旧文 // 论争中的思考

在开始谈论具体问题之前,我愿意引述美国著名理论物理学家弗里曼·戴森的一句话,他说:“我们必须从三个观点来看待科学。第一,它是人类神圣的推理和想象才能的自由活动。第二,它是少数人对许多人要求财富、舒适和胜利的回答……。最后,则是征服自己灵魂内的黑暗和邪恶思想。”这样的话使我想起孔子“诗言志”的著名论断,以及历史上很多人关于诗歌功能的说法。我相信,戴森的这段话对于诗歌也适用。如果我们真以为在人类社会的这一时期,诗歌已经改变了自己的功能,完全不需要再承担诸如道义、良知这样的责任,仅仅萎缩为语言游戏,那么,它存在的价值值得怀疑。

下面我开始几个问题的谈论。不过,需要说明的是,这里所谈论的话题,均局限在诗歌范畴之内,离开了这一限制,可能很多观点便会失去意义。

一、关于“知识分子写作”

“知识分子”的身份定位并不是始于现在。本世纪初,无论在中国还是西方,它都成为一个话题。在中国,胡适、梁启超,甚至陈寅恪、钱穆们都谈论过。并且,在他们不同观点的论述中,“知识分子”所承担的均是启蒙的角色。也就是说,“知识分子”在他们眼里是新思想的发现者和传播者。而像德国的法兰克福学派,美国的芝加哥学派等“知识分子”学术团体,则均是把“知识分子”看作是承担社会批判的主要力量。事实上,像阿尔多诺等人也的确在自己的论著中这样做了。因此,尽管到了晚近,对“知识分子”有众多异议,但作为主要的人类精神活动的实践者,“知识分子”仍然在人类社会生活中扮演着重要的角色。而且,还应该看到,所有的异议仍来自于“知识分子”内部,具有反省的性质。现代社会,是一个依赖于“知识”的社会,这已是不争的常识。

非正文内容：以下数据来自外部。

PR #406, opened 2021-12-07
Fix redis auth issue

rukai:
closes https://github.com/shotover/shotover-proxy/issues/385
Solves the problem by taking ben's suggested chain_to_clone solution in the tee transform.

The redis-cluster-dr example was extended to use authentication instead of creating an entirely new test to allow for testing this case without a large hit to test runtime.

### DIFF
--- a/shotover-proxy/src/transforms/load_balance.rs
+++ b/shotover-proxy/src/transforms/load_balance.rs
@@ -102,7 +102,7 @@ mod test {
             ),
         });
 
-        let chain = TransformChain::new(vec![transform], "test".to_string());
+        let mut chain = TransformChain::new(vec![transform], "test".to_string());
 
         for _ in 0..90 {
             let r = chain
@@ -110,6 +110,18 @@ mod test {
                 .process_request(Wrapper::new(Messages::new()), "test_client".to_string())
                 .await;
             assert!(r.is_ok());
+        }
+
+        match chain.chain.remove(0) {
+            Transforms::PoolConnections(p) => {
+                let guard = p.other_connections.lock().await;
+                assert_eq!(guard.len(), 3);
+                for bc in guard.iter() {
+                    let guard = bc.count.lock().await;
+                    assert_eq!(*guard, 30);
+                }
+            }
+            _ => panic!("whoops"),
         }
 
         Ok(())
--- a/shotover-proxy/src/transforms/load_balance.rs
+++ b/shotover-proxy/src/transforms/load_balance.rs
@@ -102,7 +102,7 @@ mod test {
             ),
         });
 
-        let mut chain = TransformChain::new(vec![transform], "test".to_string());
+        let chain = TransformChain::new(vec![transform], "test".to_string());
 
         for _ in 0..90 {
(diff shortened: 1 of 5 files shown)


benbromhead (approved):
High level LGTM - will need a nit based review :)

rukai:
@benbromhead I played with this some more and implementing the custom clone in BufferedChain seems way better. So I went ahead and pushed that change, does it look good to you?

shotover-proxy/src/transforms/load_balance.rs
```diff
@@ -118,7 +118,7 @@ mod test {
                 assert_eq!(guard.len(), 3);
                 for bc in guard.iter() {
                     let guard = bc.count.lock().await;
-                    assert_eq!(*guard, 30);
+                    assert_eq!(*guard, 0);
```
benbromhead, line 121: This now seems like we have changed the behaviour of load balance? The count of each balanced chain should be 30 (90 ops split amongst three connections).

In load balance we are deliberately sharing the sender handles across multiple chains

benbromhead: this could be solved with a get_handle method or something and using that in load_balance

rukai: image
I dont think the load balance implementation ever achieved something useful.
once self.active_connection is Some it can never be changed to another connection.

rukai: This transform is also not exposed in our public API yet.

rukai: I removed the assert from the test entirely:
* It would be confusing to have it `assert_eq(*guard, 0)` because that makes it seem like the correct behaviour
* Testing implementation details like this is not great

rukai: That said I am also happy to just completely revert this 2nd commit and keep all the changes localized to the Tee transform.

rukai: Ooooooh, is the idea behind ConnectionBalanceAndPool that it uses a new connection every time its cloned?

conorbros (approved):

shotover-proxy/src/transforms/load_balance.rs
rukai: I made this PR to document how ConnectionBalanceAndPool works https://github.com/shotover/shotover-proxy/pull/411

rukai:
I'm marking as draft because I want to investigate implementing the new BufferedChain clone functionality into a separate method to avoid breaking ConnectionBalanceAndPool

shotover-proxy/src/transforms/load_balance.rs
benbromhead: Let's revert and pull this out for another PR -> Let's just fix the broken Tee / Auth workflow issue

rukai:
Alright this is the last switcharoo, I promise.
Its functionally identical to the original implementation, just moves the `into_buffered_chain` calls from tee into a method on BufferedChain

PR #542, opened 2022-02-22
Add cqlparser crate implemented by nom

rukai:
So far only implements select and even then still doesnt have full coverage of select.
However it does implement enough demonstrate the feasibility of writing a parser like this.

## Some background on parsers
This PR uses [nom](https://github.com/Geal/nom) which is a parser combinator library for rust.
That means it provides a whole bunch of composable functions to easily construct your own parser.
nom is designed around binary protocols but also happens to work well enough for simple programming languages. (I'm considering CQL a simple programming language)
Parser combinators are known to fall short when building a full general purpose programming language because you want more precise control over parsing mostly for error generating reasonable error messages.
However for our use case I think parser combinators should be more than enough.

## Error reporting
I am proposing that when given a bad query we just fail parsing with a generic error message.
I do like me some useful errors but in this case for simpler implementation and better performance I think it makes sense for shotover to just say "query {} failed to parse" and leave it at that.
We can of course reevaluate this in the future.
Especially once we have something in place, it will be easier to evaluate the affect on performance of improving the diagnostics.
If we want to go all out in terms of error reporting we can use something like https://github.com/zesterer/chumsky instead of nom

## Bytes
I attempted to rewrite the parser in its current state to store Strings as Bytes however this unexpectedly reduced performance by 4x. There might be a way to get parsing with Bytes working performantly but for now I would focus on just using allocating types and then we can investigate a rewrite later if it turns up in benchmarks.

## Just a draft
This PR is not to say that this is the way we should do things, its just a draft and one that I only spent a few days on. So im happy for this to go in a completely different direction if we find a better direction.

If we decide this is a good direction and we want to start collaborating on this code then we can land as is and start iterating on it.

### DIFF
--- a/Cargo.lock
+++ b/Cargo.lock
@@ -447,6 +447,14 @@ dependencies = [
 ]
 
 [[package]]
+name = "cqlparser"
+version = "0.1.0"
+dependencies = [
+ "criterion",
+ "nom 7.1.0",
+]
+
+[[package]]
 name = "crc16"
 version = "0.4.0"
 source = "registry+https://github.com/rust-lang/crates.io-index"
--- a/Cargo.toml
+++ b/Cargo.toml
@@ -2,6 +2,7 @@
 members = [
     "shotover-proxy",
     "test-helpers",
+    "cqlparser"
 ]
 
 # https://deterministic.space/high-performance-rust.html
--- a/cqlparser/Cargo.toml
+++ b/cqlparser/Cargo.toml
@@ -1,0 +1,17 @@
+[package]
+name = "cqlparser"
+version = "0.1.0"
+edition = "2021"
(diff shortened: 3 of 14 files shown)


conorbros:
Nice! But I'd put it in a separate crate. Someone else will definitely find it useful and it's pretty decoupled from Shotover.

rukai:
>Nice! But I'd put it in a separate crate/repo. Someone else will definitely find it useful and it's pretty decoupled from Shotover.

That is definitely an endgoal!
I think we can iterate on using it in shotover faster if we keep it in the same repo for now and then move to a separate repo when its "finished"

rukai:
This is now being tracked by https://github.com/shotover/shotover-proxy/pull/542

Issue #517, opened 2022-02-11
Connection state


conorbros:
Internally Cassandra stores state related to a particular connection, such as the keyspace sent by `USE my_keyspace` query so that it knows that subsequent queries from the connection are to use `my_keyspace`. Shotover should do something similar so we know what table is being queried. The `CassandraPeersRewrite` transform will be possible to break without this functionality. You could send `USE system`, and then `SELECT native_port from peers_v2;` and Shotover would not know to rewrite the port. I'd assume the caching transform could be broken in a similar way.

Ideally this would be invisible to transform developers, if they call `Message::namespace`, Shotover should determine the namespace using the connection state and frame.

PR #545, opened 2022-02-24
Connection state

conorbros:
Initial implementation of a fix for #517. This makes use of a jarring hack because the `sqlparser` crate does not support `USE` statements yet. I don't expect this to be merged as is, I think we should wait until the CQL parser is ready. I am just opening this PR for feedback on the general approach.

### DIFF
--- a/shotover-proxy/src/message/connection_state.rs
+++ b/shotover-proxy/src/message/connection_state.rs
@@ -1,0 +1,11 @@
+#[derive(Default, PartialEq, Clone, Debug)]
+pub struct CassandraConnectionState {
+    pub used_keyspace: Option<String>,
+}
+
+#[derive(PartialEq, Clone, Debug)]
+pub enum ConnectionState {
+    Cassandra(CassandraConnectionState),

以这样的认识来理解诗歌领域出现的“知识分子写作”,那些不是将之看作旨在凸现某种精神,确定某种价值尺度,仅仅将之看作是在强调地位,并武断地说他是在宣扬权威,建立某种“话语霸权”的观点,其错误当然是十分明显的。实际上,不光是中国,包括西方,目前“知识分子”的处境就像一位法国思想家所言:在这个时代,知识分子选择的是“不开心”。为什么“不开心”?当然是面对普遍的价值商业化,“知识分子”还把精神的基准放在人性、道德、良知上,并竭力维护和捍卫与之有关的价值观。在这样的前提下,谈论“知识分子写作”,从根本上说,它是一种与现状有关的吁求,而非写作的样态。他所关注的仍然是:将诗歌建立在与人性的沟通、与道德的关联、与良知的合作上。

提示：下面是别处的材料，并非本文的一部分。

Issue #543, opened 2022-02-23
Cassandra Request throttling


benbromhead:
## Is your feature request related to a problem? Please describe.
A number of Instaclustr customers are interested in being able to enforce a global request throttling for Cassandra clusters. Database traffic should be able to be throttled on per request (per query) basis.  

## Describe the solution you'd like
Shotover should be able to enforce only a certain number of requests/queries per second globally across all connections. If the number of requests entering shotover exceeds the configured value, an error is returned to the client (similar to Cassandras own backpressure mechanism).

benbromhead:
**Critical requirements**
- Support request throttling across all connections for a given transform chain
- Support proper handling of the cluster discovery process client drivers do (e.g. rewrite peer table queries)
- Support throwing Overloaded errors back to the client driver https://github.com/apache/cassandra/blob/trunk/doc/native_protocol_v3.spec#L968

**Nice to have requirements, but not important**
- C* cluster support (shotover can route to different upstream nodes)
- Different traffic quotas for different connection attributes (e.g. different C* users have different quotas)
- Shotover maintains a global view of total request traffic across a fleet of shotover proxies (e.g. a cluster wide request quota)

The preferred testing model will be shotover running in standalone proxy mode, the end production deployment model will be colocated with each Cassandra node

benbromhead:
For the moment...

**Out of scope**
- Including queries inside a single batch query

benbromhead:
Some useful background reading on the existing back pressure mechanisms in C* -> https://cassandra.apache.org/_/blog/Improving-Apache-Cassandras-Front-Door-and-Backpressure.html 

We will likely use the built in protocol back pressure messages to get clients to back off.

conorbros:
TODO:
- [ ] Support request throttling across all connections for a given transform chain
- [ ] https://github.com/shotover/shotover-proxy/issues/546
- [ ] Including queries inside a single batch query

PR #547, opened 2022-02-25
Cassandra request throttling

conorbros:


shotover-proxy/tests/test-topologies/cassandra-request-throttling.yaml
```diff
@@ -0,0 +1,24 @@
+---
+sources:
+  cassandra_prod:
+    Cassandra:
+      query_processing: true
+      listen_addr: "127.0.0.1:9042"
+      max_requests_per_second: 20
+      cassandra_ks:
```
rukai, line 8: not needed anymore

shotover-proxy/tests/test-topologies/cassandra-request-throttling.yaml
```diff
@@ -0,0 +1,24 @@
+---
+sources:
+  cassandra_prod:
+    Cassandra:
+      query_processing: true
```
rukai, line 5: not needed anymore

shotover-proxy/tests/test-topologies/cassandra-request-throttling.yaml
```diff
@@ -0,0 +1,24 @@
...
+          - key
+        test.simple:
+          - pk
+        test.clustering:
+          - pk
+          - clustering
+chain_config:
+  main_chain:
+    - CassandraSinkSingle:
+        result_processing: true
```
rukai, line 19: not needed anymore

shotover-proxy/src/server.rs
```diff
@@ -401,7 +414,11 @@ impl<C: Codec + 'static> Handler<C> {
     ///
     /// When the shutdown signal is received, the connection is processed until
     /// it reaches a safe state, at which point it is terminated.
-    pub async fn run(&mut self, stream: TcpStream) -> Result<()> {
+    pub async fn run(
+        &mut self,
+        stream: TcpStream,
+        limiter: Arc<Option<RateLimiter<NotKeyed, InMemoryState, DefaultClock, NoOpMiddleware>>>,
```
rukai, line 420: We should use an Option<Arc<T>> instead of Option<Arc<T>>.
That way it doesnt need to allocate when None.

shotover-proxy/tests/cassandra_int_tests/basic_driver_tests.rs
```diff
@@ -1458,3 +1460,60 @@ fn test_cassandra_peers_rewrite() {
...
+            } else {
+                panic!(
+                    "wrong error returned, got {:?}, expected SERVER_OVERLOADED",
+                    e
+                )
+            }
+            false
+        }
+    });
+    assert!(results.len() < 22 && results.len() > 18);
```
rukai, line 1518: how did you arrive at the values of 22 and 18?

shotover-proxy/src/server.rs
```diff
@@ -461,6 +478,21 @@ impl<C: Codec + 'static> Handler<C> {
 
             debug!("client details: {:?}", &self.client_details);
 
+            if let Some(limiter) = limiter.as_ref() {
+                messages = messages
+                    .into_iter()
```
rukai, line 483: No need to recreate the vec we should be able to just `for message in &mut messages`

shotover-proxy/tests/cassandra_int_tests/basic_driver_tests.rs
conorbros: Running it a few times and seeing the variance.

shotover-proxy/src/message/mod.rs
```diff
@@ -232,6 +232,32 @@ impl Message {
         self.invalidate_cache();
     }
 
+    pub fn set_backpressure(&mut self) {
+        *self = Message::from_frame(match &self.frame().unwrap() {
```
rukai, line 236: Dont unwrap here either fail silently or log an error.

Also the current implementation of frame() is too expensive to call here.
There isnt really an alternative though.
We will have to either:
* rewrite the cassandra frame to not parse the CQL
* add a seperate method that just returns frame metadata that we can call instead of frame()
  + this should be even faster than the first suggestion so probably the best solution.

shotover-proxy/tests/cassandra_int_tests/basic_driver_tests.rs
rukai: If it reached 22 and 18 maybe we should bump it to 25 and 15?

Also where are these inaccuracies in the rate limiter coming from?

conorbros: From Cassandra not taking the exact same amount of time to respond to each request.

shotover-proxy/src/message/mod.rs
conorbros: Okay, I added the `fn metadata` method to `Message` in my latest commit. I've tried to make it extendable and so we can add other metadata types in the future, let me know if we would rather it just handle the Cassandra ones for now.

shotover-proxy/src/message/mod.rs
```diff
@@ -232,6 +241,56 @@ impl Message {
         self.invalidate_cache();
     }
 
+    /// Get metadata for this `Message`
+    fn metadata(&mut self) -> Result<Metadata> {
+        let inner = self.inner.take().unwrap();
```
rukai, line 246: take here is quite scary.
This happens to work because we always destroy the message after calling metadata but we should be able to implement metadata without taking (and leaving as None) the self.inner

shotover-proxy/src/message/mod.rs
```diff
@@ -25,6 +28,12 @@ use std::collections::{BTreeMap, BTreeSet};
 use std::net::IpAddr;
 use uuid::Uuid;
 
+enum Metadata {
+    Cassandra(CassandraMetadata),
+    Redis,
+    Unknown,
```
rukai, line 34: Can we call this None to be consistent?

shotover-proxy/src/message/mod.rs
```diff
@@ -232,6 +241,56 @@ impl Message {
...
+                    error_code: 0x1001,
+                    message: "".into(),
+                    additional_info: AdditionalErrorInfo::Overloaded,
+                });
+
+                Frame::Cassandra(CassandraFrame {
+                    version: metadata.version,
+                    stream_id: metadata.stream_id,
+                    tracing_id: metadata.tracing_id,
+                    warnings: metadata.warnings,
```
rukai, line 280: I'm not sure it makes sense to return the warnings back to the client?
If we can remove it here then we can also remove it from metadata.

rukai: image
That sounds like:
1. the client wont send warnings anyway
2. even if it did it wouldnt make sense to send those warnings back.

shotover-proxy/src/message/mod.rs
conorbros: How can we parse the bytes without cloning them for the `MessageInner::RawBytes` variant?

shotover-proxy/src/message/mod.rs
conorbros: Yep, good spot. I'll fix that up.

shotover-proxy/src/message/mod.rs
rukai: Just pass in an &[u8]

rukai: this works for me:
image

shotover-proxy/src/message/mod.rs
conorbros: Maybe we should leave it in the metadata struct since it technically is part of a Cassandra message's metadata, but remove it when we are setting a message to backpressure?

rukai: yeah thats fine for now.

conorbros: Had to remove it because it's unread, but I added a comment to the struct.

benbromhead:
Would we not construct the throttle mechanism within a transform?

conorbros:
I think its best at the source because it saves Shotover from doing any unnecessary work parsing messages that will later be back-pressured and means we don't need to use some global state to share the limiter between chains.

I also think it's best to consider request throttling as a responsibility of the source anyhow. Putting it in the chain could cause all sorts of mess like metrics/logging transforms being wrong if they end up logging something that was later back-pressured.

benbromhead:
> I think its best at the source because it saves Shotover from doing any unnecessary work parsing messages that will later be back-pressured and means we don't need to use some global state to share the limiter between chains.

I don't think the overhead of parsing a message will be dramatic given that messages that get allowed through need to get parsed anyway. So I wouldn't worry too much from a perf perspective. As for global state, reading through governer docs if we wanted the rate limit to be global across connections from a single source we would just wrap it in an `Arc<>`

> I also think it's best to consider request throttling as a responsibility of the source anyhow. Putting it in the chain could cause all sorts of mess like metrics/logging transforms being wrong if they end up logging something that was later back-pressured.

It could, however putting throttling first in the chain would avoid that, and folks may want to do something with all requests before throttling (e.g. audit all attempted queries).

> 
> What were your thoughts around why it should be a transform?

This fits as a transform as it changes the behavior and responds to messages on a request / response basis which is ideal for a transform. Ideally the source shouldn't need to touch messages other than to deal with codec or for protocol specific edge cases. 

As a transform it would also then be applicable to redis!

rukai:
While putting a throttle transform later in the chain may indicate a bug there are definitely legitimate use cases for having another transform before it.

Its true that some users may be confused that they get worse performance if they put the throttle transform after a transform that parses the message.
But as long as they put the throttle transform first in the chain the performance should be just as good as if the functionality was implemented into the source.
We might need to explicitly document which transforms trigger parsing of the messages under what conditions, but lets measure the impact message parsing has before complicating our docs with that.

So currently i'm definitely for having it in a transform.
Unless we discover some large nonobvious performance issue with it.

shotover-proxy/Cargo.toml
```diff
@@ -33,6 +33,7 @@ pin-project-lite = "0.2"
 tokio-openssl = "0.6.2"
 openssl = { version = "0.10.36", features = ["vendored"] }
 async-recursion = "1.0"
+governor = "0.4.2"
```
rukai, line 36: Can any of these default features be disabled? https://github.com/antifuchs/governor/blob/6eb1060686bb5e268ec27ea3a8c267338769a9ff/governor/Cargo.toml#L38

rukai: It compiles for me with: `governor = { version = "0.4.2", default-features = false, features = ["std", "jitter"] }`
We will need to check if dashmap or quanta were needed for something important.

shotover-proxy/src/message/mod.rs
```diff
@@ -232,6 +241,55 @@ impl Message {
         self.invalidate_cache();
     }
 
+    /// Get metadata for this `Message`
+    fn metadata(&mut self) -> Result<Metadata> {
```
rukai, line 245: I think we can replace `&mut` -> `&`

shotover-proxy/src/transforms/throttling.rs
```diff
@@ -0,0 +1,73 @@
...
+
+#[derive(Clone)]
+pub struct RequestThrottling {
+    limiter: Arc<RateLimiter<NotKeyed, InMemoryState, DefaultClock, NoOpMiddleware>>,
+}
+
+#[async_trait]
+impl Transform for RequestThrottling {
+    async fn transform<'a>(&'a mut self, mut message_wrapper: Wrapper<'a>) -> ChainResponse {
+        let mut backpressured_messages: Vec<crate::message::Message> = vec![];
```
rukai, line 41: use crate::message::Message

shotover-proxy/src/message/mod.rs
```diff
@@ -232,6 +241,55 @@ impl Message {
...
+                    operation: body,
+                })
+            }
+            Metadata::Redis => {
+                unimplemented!()
+            }
+            Metadata::None => Frame::None,
+        });
+
+        self.return_to_sender = true;
```
rukai, line 289: we dont need this anymore

shotover-proxy/src/server.rs
```diff
@@ -353,23 +353,18 @@ fn spawn_read_write_tasks<
     tx: W,
```
rukai, line 353: Are any of the changes to this file still needed?

shotover-proxy/src/transforms/throttling.rs
```diff
@@ -0,0 +1,73 @@
...
+use std::sync::Arc;
+
+#[derive(Deserialize, Debug, Clone)]
+pub struct RequestThrottlingConfig {
+    pub max_requests_per_second: NonZeroU32,
+}
+
+impl RequestThrottlingConfig {
+    pub async fn get_source(&self) -> Result<Transforms> {
+        tracing::info!("here");
```
rukai, line 24: stray trace

shotover-proxy/src/transforms/throttling.rs
```diff
@@ -0,0 +1,73 @@
...
+
+#[async_trait]
+impl Transform for RequestThrottling {
+    async fn transform<'a>(&'a mut self, mut message_wrapper: Wrapper<'a>) -> ChainResponse {
+        let mut backpressured_messages: Vec<crate::message::Message> = vec![];
+
+        // find indexes of messages that need to be backpressured
+        let remove_indexes = message_wrapper
+            .messages
+            .iter_mut()
```
rukai, line 46: iter_mut -> iter

shotover-proxy/src/transforms/throttling.rs
```diff
@@ -0,0 +1,73 @@
...
+            .collect::<Vec<_>>();
+
+        // remove messsages and set to backpressure
+        for i in &remove_indexes {
+            let mut message = message_wrapper.messages.remove(*i);
+            message.set_backpressure()?;
+            backpressured_messages.push(message);
+        }
+
+        let mut responses = message_wrapper.call_next_transform().await?;
```
rukai, line 64: we should skip this if every message got rate limited.

shotover-proxy/src/transforms/throttling.rs
```diff
@@ -0,0 +1,73 @@
...
+
+        // reinsert into responses
+        for i in remove_indexes.into_iter() {
+            responses.insert(i, backpressured_messages.pop().unwrap());
```
rukai, line 68: pop takes from the end but the indices are going forwards!

shotover-proxy/src/transforms/throttling.rs
```diff
@@ -0,0 +1,73 @@
...
+    }
+}
+
+#[derive(Clone)]
+pub struct RequestThrottling {
+    limiter: Arc<RateLimiter<NotKeyed, InMemoryState, DefaultClock, NoOpMiddleware>>,
+}
+
+#[async_trait]
+impl Transform for RequestThrottling {
```
rukai, line 39: I came up with a way of writing this method that should help reduce allocations in 2 ways:
1. We only allocate one vec per call now.
2. The iterator logic should preallocate the vec at the correct length without resizes. (The itererator chaining is a little complicated so its possible rust might not be able to perform this optimization here, would have to check the assembly if we needed to know for sure)


```rust
#[async_trait]
impl Transform for RequestThrottling {
    async fn transform<'a>(&'a mut self, mut message_wrapper: Wrapper<'a>) -> ChainResponse {
        // extract throttled message from the message_wrapper
        let throttled_messages: Vec<(Message, usize)> = (0..message_wrapper.messages.len())
            .into_iter()
            .filter(|_| self.limiter.check().is_err())
            .map(|i| {
                let message = message_wrapper.messages.remove(i);
                (message, i)
            })
            .collect();

        let mut responses = message_wrapper.call_next_transform().await?;

        // reinsert into responses
        for (mut message, i) in throttled_messages {
            message.set_backpressure()?;
            responses.insert(i, message);
        }

        Ok(responses)
    }
}
```

conorbros: Thanks!

rukai:
The clippy lint is a FP, we'll need to add `#[allow(clippy::needless_collect)]`

shotover-proxy/tests/cassandra_int_tests/basic_driver_tests.rs
```diff
@@ -1442,3 +1444,59 @@ fn test_cassandra_peers_rewrite() {
...
+#[serial]
+async fn test_cassandra_request_throttling() {
+    let _docker_compose =
+        DockerCompose::new("example-configs/cassandra-passthrough/docker-compose.yml");
+
+    let shotover_manager =
+        ShotoverManager::from_topology_file("tests/test-configs/cassandra-request-throttling.yaml");
+
+    let connection = shotover_manager.cassandra_connection("127.0.0.1", 9042);
+    std::thread::sleep(std::time::Duration::from_secs(1));
```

正由于“知识分子写作”确立了这样的标准,他们在具体写作中更加注重写作的秩序。没有秩序就没有诗歌。同时,面对当代文化的现实,他们还把“开放性”作为体现这一秩序的原则。在他们看来,“开放性”从来不是无边无际的。写作从来不是没有边界限制的写作。对于“知识分子写作”来说,写作即是一种限制行为。诗歌可以指涉任何题材,但如果不能做到使之显现“意义”,审美维度的和人性、道德、良知维度的,写作也就没有价值。那么,“知识分子写作”对之的拒绝理所当然。事实上也是这样。从一开始,“知识分子写作”便没有把自己等同于“经验的摹写者”。他们更强调的是:“经验的提升”。使之具有从个别出发到达普遍的认知的高度。而这又决定了他们在对待更广泛的人类精神文化遗产时,采取了尊重、吸收、融合的态度。

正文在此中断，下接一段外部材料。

Issue #544, opened 2022-02-24
Benchmarks revamp


rukai:
The current benchmark system is alright.
It can currently be used by developers to get a better understanding of how the system performs in general and the effects of their changes if they specifically think to run benches.
We have some level of automated regression catching, with regressions of over 30% on CI triggering a warning.

However there is a lot of room for improvements still.
Here are some use cases I would like to fill that the current system cannot meet:
* Benches that send many messages concurrently
   + currently all our benchmarks send requests sequentially which does not reflect production use at all.
   + We have been working around this by using redis-bench but I dont think we have anything like that for cassandra.
   + This will be super important for our cassandra throttling work.
* Displaying per transform benchmarks to users so they understand the implications of the configured transforms.
    + Will need a clever way of describing the affect the MessageInner state has before and after the transform.
* Track benchmark results over time for developers so they can see trends in performance.
    + The rust-lang benchmarks do this incredibly well - https://perf.rust-lang.org/
* Better automated regression catching, can we do better than 30% variance?

rukai:
Windsock was implemented to solve #2 and has been quite successful.
#1 we ended up moving to codspeed which isnt what we described but improved the situation considerably.

PR #549, opened 2022-02-28
Add cassandra_bench example

rukai:
Abstracts over [latte](https://github.com/pkolaczk/latte) to allow simply running a bench against shotover at a specific rate/OPS.
It outputs a comparison between directly hitting cassandra and going through shotover.
It is a prototype/experiment towards the proposed 2nd system given in https://github.com/shotover/shotover-proxy/issues/544

To use run as: `cargo run --release --example cassandra_bench -- --config-dir example-configs/cassandra-passthrough -r 10000`
On my machine that gave me:
image

On my machine, response time was drastically better with a lowered rate of
To use run as: `cargo run --release --example cassandra_bench -- --config-dir example-configs/cassandra-passthrough -r 10000`
image

You will need to experiment to see what sort of rates give you insightful results on your own machine.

夜郎自大,这是从事诗歌写作者最容易产生的心态。但“知识分子写作”对此保持着警惕。尽管像前面所说,胡适、梁启超们为“知识分子”确定了启蒙的角色。但是这种启蒙在“知识分子写作”的眼里,并非俯视的启蒙。道义的承担首先是自我承担。因此,进入写作的具体场域,“知识分子写作”从一开始的着眼点便是:①、题材的自我相关。②、作品的现实性。③、语言的当代性。④语言的平等……。虽然要做好这些实际上很难,但是,建立在难度之上的写作,恰恰能被看作是获得有深度的作品的保证。而因为为自己提出了难度的要求,“知识分子写作”始终把谨慎、清醒作为了自己的写作教条。因此,从总体上看“知识分子写作”既是激进的,又是非激进的。或许在一个标榜先锋,使之庸俗化的时代,“知识分子写作”还可以被看作是“保守主义”的。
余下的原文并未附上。